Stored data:
Issue #433, opened 2018-05-22
Trajopt implementation


jslee02:
#### Procedure
1. Implement most basic functionalities for trajectory optimization that uses nonlinear optimization solver like nlopt, ipopt.
  1. define the cost of a trajectory CHOMP-like as the integral of distances from obstacles, including self-collisions, and whatever else you want.
  1. Define constraints on joint positions [if you need to be dynamic include vel and acc]
  1. Send this to an optimizer.
1. Add functionality of swept-volume collision checking
1. Add SQP optimization

#### Todos
* Available optimizers through DART are `nlopt` and `ipopt`, which are for nonlinear programming. It would be nice to search quadratic programming (QP) specific solvers.

#### References
* [trajopt](http://rll.berkeley.edu/trajopt/doc/sphinx_build/html/) ([github](https://github.com/joschu/trajopt))
* https://en.wikipedia.org/wiki/Quadratic_programming
* https://doc.cgal.org/latest/QP_solver/index.html
* http://www.numerical.rl.ac.uk/people/nimg/qp/qp.html
* http://plato.asu.edu/sub/nlores.html#QP-problem

PR #443, opened 2018-06-11
Adding another kinodynamic timer

dqyi11:
This PR introduces another kinodynamic timer by using a time-optimal trajectory generation algorithm, which is developed by Tobias Kunz. 
Code: [https://github.com/tobiaskunz/trajectories](https://github.com/tobiaskunz/trajectories)
Publication: T. Kunz, M. Stilman. **Time-Optimal Trajectory Generation for Path Following with Bounded Acceleration and Velocity.** Robotics: Science and Systems (RSS), 2012. [http://www.roboticsproceedings.org/rss08/p27.html](http://www.roboticsproceedings.org/rss08/p27.html)

This type of timer accepts both `Interpolated` and `Spline` paths. It firstly converts a non-differentiable linear-piecewise trajectory to a differentiable one by adding circular blends. It then applies a time-optimal exact path-following algorithm that maximizes the path velocities at every point along the path. 

The preprocessing of adding circular blends might slightly change the shape of a path. However, unlike how the existing parabolic timer does, the timed trajectory does not make a complete stop (zero velocities) at each waypoint.

QUESTIONs: 
- Shall we create a `postprocessing` folder for all the postprocessing methods? 
- How are we going to enable `Robot` class call different timing/smoothing methods?


brianhou:
I'll try to take a more detailed look over this PR in the next couple days, but I have one quick question: how does this differ from Mintos? My understanding was that we had an implementation in `features/minTOS` that was working on an early version of AIKIDO, so it seemed like it wouldn't have been too difficult to update.

> Shall we create a `postprocessing` folder for all the postprocessing methods?

I think we can continue creating a namespace/directory underneath `aikido::planner` for each type of planner or postprocessor. If we decide we don't like it, we can always change it later.

> How are we going to enable `Robot` class call different timing/smoothing methods?

I don't have a clear understanding of when we should use one or the other. Is it always better to use this over the parabolic smoother, which forces us to stop at waypoints? Or are there certain planning problems where we believe that the parabolic smoother would be better? If we should always use one, then I think we can continue doing what we're doing with constructing a single postprocessor in the robot constructor. Otherwise, I guess we can construct all the postprocessors in the constructor (similar to how we construct all the planners in the robot constructor) and then delegate accordingly.

dqyi11:
Thanks! @brianhou 
I think that `minTOS` is going to be used as an alternative smoother that considers constraint manifolds and kinematic limitations. I am seeing them as different postprocessing methods by the changes in path geometry. `ParabolicTimer` stops at each waypoint so no geometric change is introduced. This timing method will add circular blend at each waypoint so the path geometry is adjusted to be differentiable. The change of path geometry can be kept under a tolerance threshold by the parameter `maxDeviation`. The `ParabolicSmoother` and upcoming `minTOS` will "optimize" the path geometry according to some criteria.  

I suggest to keep different postprocessing methods. When we want a robot shall strictly follow a planned path (e.g. welding?), ParabolicTiming can be used. When we want a robot to keep the path shape with a tolerance (e.g. forward pushing?), this timing can be used. When we want a robot to generate an efficient and smooth motion, smoothers can be used.

So my original suggestion was whether we can have an `aikido::planner::postprocessing` namespace for these different postprocessing methods. The current `aikido::planner::parabolic` can be moved under that one.

CHANGELOG.md
```diff
@@ -43,6 +43,7 @@
   * Added flags to WorldStateSaver to specify what to save: [#339](https://github.com/personalrobotics/aikido/pull/339)
   * Changed interface for TrajectoryPostProcessor: [#341](https://github.com/personalrobotics/aikido/pull/341)
   * Planning calls with InverseKinematicsSampleable constraints explicitly set MetaSkeleton to solve IK with: [#379](https://github.com/personalrobotics/aikido/pull/379)
+  * Add a kinodynamic timer that generates a time-optimal smooth trajectory without completely stopping at each waypoint: [#443}(https://github.com/personalrobotics/aikido/pull/443)
```
brianhou: Typo: `[#433]`

src/planner/kinodynamic/KinodynamicTimer.cpp
```diff
@@ -0,0 +1,273 @@
+#include "aikido/planner/kinodynamic/KinodynamicTimer.hpp"
+#include <dart/dart.hpp>
+#include <aikido/common/Spline.hpp>
+#include <aikido/common/StepSequence.hpp>
+
+#include "Path.h"
```
brianhou: @jslee02 Are relative paths to the external files okay here or should this be something else?

src/planner/kinodynamic/KinodynamicTimer.cpp
```diff
@@ -0,0 +1,273 @@
...
+    const Eigen::VectorXd& maxVelocities,
+    const Eigen::VectorXd& maxAccelerations,
+    aikido::statespace::ConstStateSpacePtr stateSpace,
+    double maxDeviation,
+    double timeStep,
+    double startTime)
+{
+  Trajectory trajectory(
+      Path(waypoints, maxDeviation), maxVelocities, maxAccelerations, timeStep);
+  if (trajectory.isValid())
```
brianhou: Let's flip this to something like

```cpp
if (!trajectory.isValid())
  return nullptr;
...
```

include/aikido/planner/kinodynamic/KinodynamicTimer.hpp
```diff
@@ -0,0 +1,139 @@
...
+
+  /// Performs parabolic retiming on an input *spline* trajectory.
+  /// \copydoc TrajectoryPostProcessor::postprocess
+  std::unique_ptr<aikido::trajectory::Spline> postprocess(
+      const aikido::trajectory::Spline& inputTraj,
+      const aikido::common::RNG& rng,
+      const aikido::constraint::TestablePtr& constraint = nullptr) override;
+
+  /// Returns the velocity limits of the dimensions
+  const Eigen::VectorXd& getVelocityLimits() const;
```
brianhou: Are all these getters and setters useful? I'm not sure if they're necessary.

src/planner/kinodynamic/KinodynamicTimer.cpp
```diff
@@ -0,0 +1,273 @@
...
+#include "Trajectory.h"
+
+namespace aikido {
+namespace planner {
+namespace kinodynamic {
+
+//==============================================================================
+std::unique_ptr<aikido::trajectory::Spline>
+createSplineFromWaypointsAndConstraints(
+    const std::list<Eigen::VectorXd>& waypoints,
```
brianhou: Why a `list` over a `vector`?

src/planner/kinodynamic/KinodynamicTimer.cpp
```diff
@@ -0,0 +1,273 @@
...
+    auto outputTrajectory
+        = make_unique<aikido::trajectory::Spline>(stateSpace, startTime);
+
+    // create a sequence of time steps from start time to end time by time step
+    aikido::common::StepSequence sequence(
+        timeStep, true, true, startTime, endTime);
+
+    const Eigen::VectorXd zeroPosition = Eigen::VectorXd::Zero(dimension);
+    auto currState = stateSpace->createState();
+    for (std::size_t i = 1; i < sequence.getLength(); i++)
```
brianhou: I guess this is a personal preference, but can we start `i = 0` and go to `sequence.getLength() - 1`?

src/planner/kinodynamic/KinodynamicTimer.cpp
```diff
@@ -0,0 +1,273 @@
...
+#include "Path.h"
+#include "Trajectory.h"
+
+namespace aikido {
+namespace planner {
+namespace kinodynamic {
+
+//==============================================================================
+std::unique_ptr<aikido::trajectory::Spline>
+createSplineFromWaypointsAndConstraints(
```
brianhou: My understanding of this function is that we're
- Calling this library to generate a smooth and retimed trajectory from a sequence of waypoints (from our planned trajectory)
- Sampling points at each timestep from their trajectory, then fitting a spline to this sequence of points

I haven't read the paper so I don't know what their trajectory representation is, but it's not clear why discarding that representation and refitting a spline is necessary. I'm also concerned that it doesn't seem that we're checking that our planning constraints remain satisfied after postprocessing.

src/planner/kinodynamic/KinodynamicTimer.cpp
```diff
@@ -0,0 +1,273 @@
...
+
+    if (maxAcceleration[i] <= 0.)
+      throw std::invalid_argument("Acceleration limits must be positive.");
+    if (!std::isfinite(maxAcceleration[i]))
+      throw std::invalid_argument("Acceleration limits must be finite.");
+  }
+
+  double startTime = inputTrajectory.getStartTime();
+  // create waypoints from Interpolated path
+  std::list<Eigen::VectorXd> waypoints;
```
brianhou: We should reserve the length of this vector in advance, since we know how long it is.

src/planner/kinodynamic/KinodynamicTimer.cpp
```diff
@@ -0,0 +1,273 @@
...
+      throw std::invalid_argument("Velocity limits must be finite.");
+
+    if (maxAcceleration[i] <= 0.)
+      throw std::invalid_argument("Acceleration limits must be positive.");
+    if (!std::isfinite(maxAcceleration[i]))
+      throw std::invalid_argument("Acceleration limits must be finite.");
+  }
+
+  double startTime = inputTrajectory.getStartTime();
+  // create waypoints from Interpolated path
```
brianhou: I think it would be nice to create `Eigen::VectorXd getWaypoints(trajectory::Interpolated traj)` (and for splines), then call the appropriate function from here.

src/planner/kinodynamic/KinodynamicTimer.cpp
```diff
@@ -0,0 +1,273 @@
...
+      mAccelerationLimits,
+      mMaxDeviation,
+      mTimeStep);
+}
+
+//==============================================================================
+std::unique_ptr<aikido::trajectory::Spline> KinodynamicTimer::postprocess(
+    const aikido::trajectory::Spline& inputTraj,
+    const aikido::common::RNG& /*rng*/,
+    const aikido::constraint::TestablePtr& /*constraint*/)
```
brianhou: I think we need to test that this constraint isn't being violated.

src/planner/kinodynamic/KinodynamicTimer.cpp
```diff
@@ -0,0 +1,273 @@
...
+  , mTimeStep(timeStep)
+{
+  // Do nothing
+}
+
+//==============================================================================
+std::unique_ptr<aikido::trajectory::Spline> KinodynamicTimer::postprocess(
+    const aikido::trajectory::Interpolated& inputTraj,
+    const aikido::common::RNG& /*rng*/,
+    const aikido::constraint::TestablePtr& /*constraint*/)
```
brianhou: I think we need to test that this constraint isn't being violated.

tests/planner/kinodynamic/test_KinodynamicTimer.cpp
```diff
@@ -0,0 +1,392 @@
...
+  inputTrajectory.addWaypoint(1., state);
+
+  state.setValue(Vector2d(2., 3.));
+  inputTrajectory.addWaypoint(3., state);
+
+  auto timedTrajectory = computeKinodynamicTiming(
+      inputTrajectory, Vector2d::Constant(2.), Vector2d::Constant(1.));
+
+  timedTrajectory->evaluate(1., state);
+  EXPECT_TRUE(Vector2d(1.0, 2.0).isApprox(state.getValue()));
```
brianhou: I think there are some Eigen things in https://github.com/personalrobotics/aikido/blob/master/tests/eigen_tests.hpp that we could use instead? The tests would be more descriptive when they fail.

tests/planner/kinodynamic/test_KinodynamicTimer.cpp
```diff
@@ -0,0 +1,392 @@
...
+  EXPECT_TRUE(Vector2d(1.0, 1.0).isApprox(tangentVector));
+
+  timedTrajectory->evaluateDerivative(2.0, 1, tangentVector);
+  EXPECT_TRUE(Vector2d(1.0, 1.0).isApprox(tangentVector));
+
+  timedTrajectory->evaluateDerivative(2.5, 1, tangentVector);
+  EXPECT_TRUE(Vector2d(0.5, 0.5).isApprox(tangentVector));
+
+  timedTrajectory->evaluateDerivative(3.0, 1, tangentVector);
+  // TODO: isApprox does not work when comparing against zero.
```
brianhou: I think the same `eigen_tests.hpp` might also help here.

brianhou:
@dqyi11 It seems that #446 depends on this PR being merged first. Would you mind addressing the comments when you have the chance? Thanks!

dqyi11:
@brianhou Yes. I have started working on that. Will get that done soon.

include/aikido/planner/kinodynamic/KinodynamicTimer.hpp
dqyi11: I think the getters are useful. For example, when we want to validate whether a timed trajectory violates the limits but only have the access to the timer handle. I prefer to keep the setters as well. It provides a way of adjusting timer parameters without reconstructing a new timer object.

src/planner/kinodynamic/KinodynamicTimer.cpp
dqyi11: Done! Two new functions are added.

src/planner/kinodynamic/KinodynamicTimer.cpp
dqyi11: I would also like to know the standard. This one is following the style in `HauserParabolicTimer`.

src/planner/kinodynamic/KinodynamicTimer.cpp
dqyi11: Because the external codes take in a `list` of `Eigen::VectorXd`. If we use `vector`, we will either have to do an extra conversion or hack the external code.

src/planner/kinodynamic/KinodynamicTimer.cpp
dqyi11: I think this is relevant to another comment. I did not use `std::vector` to avoid extra conversion.

src/planner/kinodynamic/KinodynamicTimer.cpp
dqyi11: This is a great catch! "Theoretically", it is a timing method that won't change the geometry of a path. So the collision violation is not taken care of (so as for the parabolic timer), by assuming that it is done in the planning. However, it does introduce slight geometry changes in a preprocessing step, which uses circular blends to make a path differentiable. How much the change is controlled by a parameter `maxDeviation`. It is possible that the timing will fail because an unideal path geometry is provided. 

If a user choose a reasonable value for `maxDeviation`, it is very unlike that the planning constraints will be violated.

src/planner/kinodynamic/KinodynamicTimer.cpp
jslee02: It seems this is the current convention unless we change the `CMakeLists.txt` files in the external directories because the include directories of the targets are exactly the directory where the files are located (e.g., `<aikido_dir>/src/external/hauserparabolicsmoother/`).

One potential problem with this approach is that the file name can be ambiguous when there are two files with the same name in the different external libraries. I have a proposal to resolve this problem:

```
src/
  external/
    lib1/
      CMakeLists.txt  # include ./include
      include/
        lib1/
      src/
    lib2/
      CMakeLists.txt  # include ./include
      include/
        lib2/
      src/
```
then we can include the files without conflicts over external libraries as
```cpp
#include "lib1/same_name.h"
#include "lib2/same_name.h"
```

With this proposal, the path to the external headers in the external sources should be changed as the same way above. There is a way to avoid this modification, but I personally prefer this because the leading project name in the header inclusion would also allow the externals to avoid potential name conflicts when they also have dependency.

TL;DR: This is the convention. I have a proposal, which shouldn't block this PR anyway.

src/planner/kinodynamic/KinodynamicTimer.cpp
aditya-vk: Given that the max deviation can be upto half the distance of line segments between consecutive points, we might want to check for collisions even during this procedure. I am not sure if the assumption that planning constraints will not be violated is valid while `0 < maxDeviations < 0.5 x (edge Lengths)`.

include/aikido/planner/kinodynamic/KinodynamicTimer.hpp
```diff
@@ -0,0 +1,139 @@
...
+/// bounds. The output is a parabolic spline, encoded in cubic polynomials.
+/// It firstly preprocesses a non-differentiable path to a differentiable one
+/// by adding circular blends; and then \b exactly follows the preprocessed
+/// path.
+///
+/// The output trajectory consists of a sequence of trapezoidal velocity
+/// profiles that implement bang-bang control. This function curently only
+/// supports \c RealVector, \c SO2, and compound state spaces of those types.
+/// Additionally, this function requires that \c inputTrajectory to be
+/// interpolated using a \c GeodesicInterpolator.
```
aditya-vk: Why does the input trajectory need to have been interpolated using `GeodesicInterpolator`? Why the explicit mention? Just curious. Any sequence of waypoints should be fine right?

include/aikido/planner/kinodynamic/KinodynamicTimer.hpp
```diff
@@ -0,0 +1,139 @@
...
+///
+/// \param[in] inputTrajectory input piecewise Geodesic trajectory
+/// \param[in] maxVelocity maximum velocity for each dimension
+/// \param[in] maxAcceleration maximum acceleration for each dimension
+/// \param[in] maxDeviation maximum deviation from a waypoint in doing circular
+/// blending around the waypoint
+/// \param[in] timeStep time step in following the path
+/// \return time optimal trajectory that satisfies acceleration constraints
```
aditya-vk: Nit: mention velocity constraints too? :thinking:

src/planner/kinodynamic/KinodynamicTimer.cpp
dqyi11: @aditya-vk Hmm, I agree. I suggest that we can have a post validation, which is a constraint validation for a spline trajectory. There is already a ticket about this #212 . I can work on that one. This will be useful to a few other functions.

include/aikido/planner/kinodynamic/KinodynamicTimer.hpp
dqyi11: I think this is necessary. The interpolation implies the shape of a path given a sequence of waypoints. If you choose a different interpolator, the shape of a path will be different (length might also be changed). The timing algorithm works on the assumption of the geodesic interpolation.

dqyi11:
I would like to have suggestions about 
(1) the current namespace `aikido::planner::kinodynamic` (or where the source codes shall be in); and
(2) the current name of the external source folder name `optimal_time_path_following` in `aikido/src/external`.

brianhou:
(1) I think `kinodynamic` might not be a good namespace, since we might want to have actual kinodynamic planners. What about `optimal_retimer`?
  
I agree that eventually it makes sense to move all the postprocessing methods into their own namespace, although we'll also have to decide whether that would be `aikido::postprocessing` or `aikido::planner::postprocessing` or something else.

(2) How about `kunz_optimal_retimer`?

dqyi11:
@brianhou I have updated the namespace and folder name as suggested.
I would suggest `aikido::planner::postprocessing`. My reason is that `Planning`, `Control` and `Perception` are currently three main modules in `aikido`. `Postprocessing` seems part of `Planning`. I think `prpy` uses the same structure.

src/planner/optimalretimer/KinodynamicTimer.cpp
```diff
@@ -0,0 +1,292 @@
...
+#include "Path.h"
+#include "Trajectory.h"
+
+namespace aikido {
+namespace planner {
+namespace optimalretimer {
+
+//==============================================================================
+std::unique_ptr<aikido::trajectory::Spline>
+createSplineFromWaypointsAndConstraints(
```
brianhou: In order to match the parabolic smoother implementation more closely, I think it would be helpful to replace this function with three functions in the `detail` namespace:
- `convertToKunzTrajectory(Interpolated traj, VectorXd maxVelocity, VectorXd maxAcceleration, double maxDeviation, double timestep)`
- `convertToKunzTrajectory(Spline traj, VectorXd maxVelocity, VectorXd maxAcceleration, double maxDeviation, double timestep)`
- `convertToSpline(Trajectory traj, double startTime, StateSpace stateSpace)`

Then, `computeOptimalTiming` should basically look like `computeParabolicTiming`.

brianhou:
Also, @jslee02 if you could take a look over this PR to check if there are any nits that we should fix before merging, that would be great! (I know you're super busy, so just whenever you get a chance 😄)

brianhou:
After discussing with @aditya-vk, I've renamed `OptimalRetimer` to `KunzRetimer`. This is just a cosmetic change, so I believe the tests should still pass.

However, one of the tests (`KunzRetimerTests.timingArbitraryMultipleWaypoints`) is quite slow, initially taking 8 seconds on my laptop with the original parameter settings. I brought it down to 3 seconds by tweaking the `maxDeviation` parameter, but I'd still like it to be below the 1 second mark.

@dqyi11 do those waypoint values come from somewhere? If we're just choosing arbitrary points, maybe we can choose arbitrary ones that we can retime more quickly 😅

dqyi11:
@brianhou Thanks! Yes. They are just arbitrarily chosen ones. I will improve the test speed before merging it tomorrow morning.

→ Task details
Repeat word for word every line from the start of the entries to the line holding "1. Add functionality", inclusive, and nothing else.

→ Response for this exercise
Issue #433, opened 2018-05-22
Trajopt implementation


jslee02:
#### Procedure
1. Implement most basic functionalities for trajectory optimization that uses nonlinear optimization solver like nlopt, ipopt.
  1. define the cost of a trajectory CHOMP-like as the integral of distances from obstacles, including self-collisions, and whatever else you want.
  1. Define constraints on joint positions [if you need to be dynamic include vel and acc]
  1. Send this to an optimizer.
1. Add functionality of swept-volume collision checking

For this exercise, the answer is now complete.